But the more sobering warnings are coming from military strategists, not economists. Iran is not Iraq in 2003. With a population of 85 million, a landmass of 1.65 million km², and decades of preparation for asymmetric warfare, Iran presents a fundamentally different challenge than any adversary the U.S. has faced in the region. The Islamic Revolutionary Guard Corps (IRGC) has spent years building a regional proxy network — Yemen's Houthis, Lebanon's Hezbollah, Iraq-based militias — that can absorb, deflect, and retaliate against conventional military pressure without ever meeting American forces in open battle.

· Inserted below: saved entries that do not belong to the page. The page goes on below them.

PR #165, opened 2016-02-23
Allow TLS client auth for subscription notifications

lumberj:
~~Depends on https://github.com/interledger/five-bells-ledger/pull/166~~

### DIFF
--- a/src/lib/notificationUtils.js
+++ b/src/lib/notificationUtils.js
@@ -1,0 +1,32 @@
+'use strict'
+
+const request = require('co-request')
+const _ = require('lodash')
+const url = require('url')
+
+function isHTTPS (uri) {
+  return url.parse(uri).protocol.match(/https/) !== null
+}
+
+function tlsOptions (target, config) {
+  const tls = config.get('tls')
+  const useTLS = isHTTPS(target) && tls
+  return useTLS ? _.omit({
+    cert: tls.get('cert'),
+    key: tls.get('key'),
+    ca: tls.get('ca'),
+    crl: tls.get('crl')
+  }, _.isUndefined) : {}
+}
+
+function * sendNotification (target, notificationBody, config) {
+  yield* request(target, _.assign({
+    method: 'post',
+    json: true,
+    body: notificationBody
+  }, tlsOptions(target, config)))
+}
+
+module.exports = {
+  sendNotification: sendNotification
+}
--- a/src/lib/notificationWorker.js
+++ b/src/lib/notificationWorker.js
@@ -3,10 +3,10 @@
 const _ = require('lodash')
 const co = require('co')
 const defer = require('co-defer')
-const request = require('co-request')
+const utils = require('./notificationUtils')
 
 class NotificationWorker {
-  constructor (uri, log, Notification, Transfer, Subscription, Fulfillment) {
+  constructor (uri, log, Notification, Transfer, Subscription, Fulfillment, config) {
     this._timeout = null
 
     this.uri = uri
@@ -15,6 +15,7 @@ class NotificationWorker {
     this.Transfer = Transfer
     this.Subscription = Subscription
     this.Fulfillment = Fulfillment
+    this.config = config
 
     this.processingInterval = 1000
     this.initialRetryDelay = 2000
@@ -134,11 +135,8 @@ class NotificationWorker {
       }
     }
     try {
-      const result = yield request(subscription.target, {
-        method: 'post',
-        json: true,
-        body: notificationBody
-      })
+      const result = yield utils.sendNotification(
+        subscription.target, notificationBody, this.config)
       // Success!
       if (result.statusCode < 400) {
         yield notification.destroy()
--- a/src/services/config.js
+++ b/src/services/config.js
@@ -1,33 +1,5 @@
 'use strict'
 
-const Config = require('five-bells-shared').Config
-const envPrefix = 'ledger'
+const loadConfig = require('../lib/config')
 
-function isRunningTests () {
-  return process.argv[0].endsWith('mocha') ||
-    (process.argv.length > 1 && process.argv[0].endsWith('node') &&
-     process.argv[1].endsWith('mocha'))
-}
-
-const localConfig = {}
-const admin_user = Config.getEnv(envPrefix, 'ADMIN_USER') || 'admin'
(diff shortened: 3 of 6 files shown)


src/lib/notificationWorker.js
```diff
@@ -15,6 +15,7 @@ class NotificationWorker {
     this.Transfer = Transfer
     this.Subscription = Subscription
     this.Fulfillment = Fulfillment
+    this.config = require('../services/config')
```
lumberj: We want to avoid requiring stateful modules (anything in src/services) in any of the src/lib modules. There are two other options I considered instead of having a `require` here.

1) Pass the service/config into the constructor
2) Require lib/config in this module, and load a config object for every instance of NotificationWorker.

I think option 2 is nicer, but I want to get hear any opinions on this.

lumberj:
cc: @justmoon @geertweening

lumberj:
Rebased against five-bells-shared v10 updated

src/lib/notificationWorker.js
MatthewPhinney: What is `lib/config`?

lumberj: @MatthewPhinney good point, I got confused with connector. I updated the comment

MatthewPhinney: In that case, I think option 2 makes sense.

lumberj: Just updated with a commit to add that

src/lib/notificationUtils.js
```diff
@@ -0,0 +1,32 @@
...
+  const useTLS = isHTTPS(target) && tls
+  return useTLS ? _.omit({
+    cert: tls.get('cert'),
+    key: tls.get('key'),
+    ca: tls.get('ca'),
+    crl: tls.get('crl')
+  }, _.isUndefined) : {}
+}
+
+function * notificationRequest (target, notificationBody, config) {
```
clark800: I think it might be more clear to call this `sendNotification`

lumberj:
There's currently no unit tests for the `NotificationWorker`, but ideally that should be added after this PR to test the changes. It's indirectly tested in https://github.com/interledger/five-bells-ledger/blob/master/test/subscriptionSpec.js

src/lib/notificationUtils.js
lumberj: Updated

src/services/config.js
```diff
@@ -1,33 +1,5 @@
...
-    ed25519: {
-      secret: 'iMx6i3D3acJPc4aJlK0iT/pkJP3T+Dqte9wg6hXpXEv08CpNQSm1J5AI6n/' +
-        'QVBObeuQWdQVpgRQTAJzLLJJA/Q==',
-      public: '9PAqTUEptSeQCOp/0FQTm3rkFnUFaYEUEwCcyyySQP0='
-    }
-  }
-}
-
-module.exports = Config.loadConfig(envPrefix, localConfig)
+module.exports = loadConfig()
```
clark800: It looks like we're using a mixed paradigm now; `NotificationWorker` calls `loadConfig` directly whereas other parts of the code use this module. I think it would be good to decide on the best method and use it consistently.

lumberj: To be consistent with the existing paradigm, I would add `config` to the constructor of NotificationWorker

clark800: That seems reasonable. The simplest option might be to have the "services/config" module in the lowest architectural layer so that it is accessible anywhere.

lumberj: > The simplest option might be to have the "services/config" module in the lowest architectural layer so that it is accessible anywhere.

Can you elaborate on this?

clark800: You originally said you didn't want to depend on the "services" directory, but what if you just moved the "services/config" file into "lib" or some other directory?

lumberj: I am now passing `config` into the constructor, which is the prevailing paradigm here. If we want to reduce the number of parameters in the constructor method, we can mimic keyword args with an object like in services/app.js

https://github.com/interledger/five-bells-ledger/blob/master/src/services/app.js

src/lib/notificationUtils.js
```diff
@@ -0,0 +1,32 @@
...
+  return useTLS ? _.omit({
+    cert: tls.get('cert'),
+    key: tls.get('key'),
+    ca: tls.get('ca'),
+    crl: tls.get('crl')
+  }, _.isUndefined) : {}
+}
+
+function * sendNotification (target, notificationBody, config) {
+  yield* request(target, _.assign({
```
clark800: Can you explain why this is `yield*` instead of `yield`?

src/lib/notificationUtils.js
```diff
@@ -0,0 +1,32 @@
...
+const url = require('url')
+
+function isHTTPS (uri) {
+  return url.parse(uri).protocol.match(/https/) !== null
+}
+
+function tlsOptions (target, config) {
+  const tls = config.get('tls')
+  const useTLS = isHTTPS(target) && tls
+  return useTLS ? _.omit({
```
MatthewPhinney: Why `omit`? Do we expect any of these values to be undefined if `tls` is defined?

clark800:
LGTM

src/lib/notificationUtils.js
lumberj: It's a generator that's yielding the result of another generator. https://developer.mozilla.org/en-US/docs/Web/JavaScript/Reference/Operators/yield*

src/lib/notificationUtils.js
lumberj: ca and crl are optional

src/lib/notificationUtils.js
clark800: Doesn't `yield` do that too? What happens if you change to `yield`?

lumberj: `yield*` is like delegation, when you call this function (`sendNotification`) with yield, it just yields the value from the inner generator function (`request`). I don't think it works correctly if you use `yield`

clark800: I tried changing it to just `yield` and all tests pass. I think we are using `yield` this way in other places in the code. I think you only need `yield*` if the generator yields multiple times and you want to forward all of the values up the call stack.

One prominent military strategy expert cited in reporting on the plans put it bluntly: the victory options are narrowing before the first shot is fired.

Why Now — And Why This Is Different

The timing isn't accidental. Trump's second administration relaunched its "maximum pressure" campaign against Iran from day one, squeezing diplomatic space until military options began filling the vacuum. There's also the Israeli dimension: Israel has long considered preemptive strikes on Iranian nuclear facilities, and a U.S. military operation could either enable or complicate that calculus in ways that are difficult to predict.

Domestically, Trump faces headwinds — a trade war with uncertain outcomes, persistent inflation concerns, and a restless political base. A muscular foreign policy posture against a long-designated adversary fits a familiar playbook.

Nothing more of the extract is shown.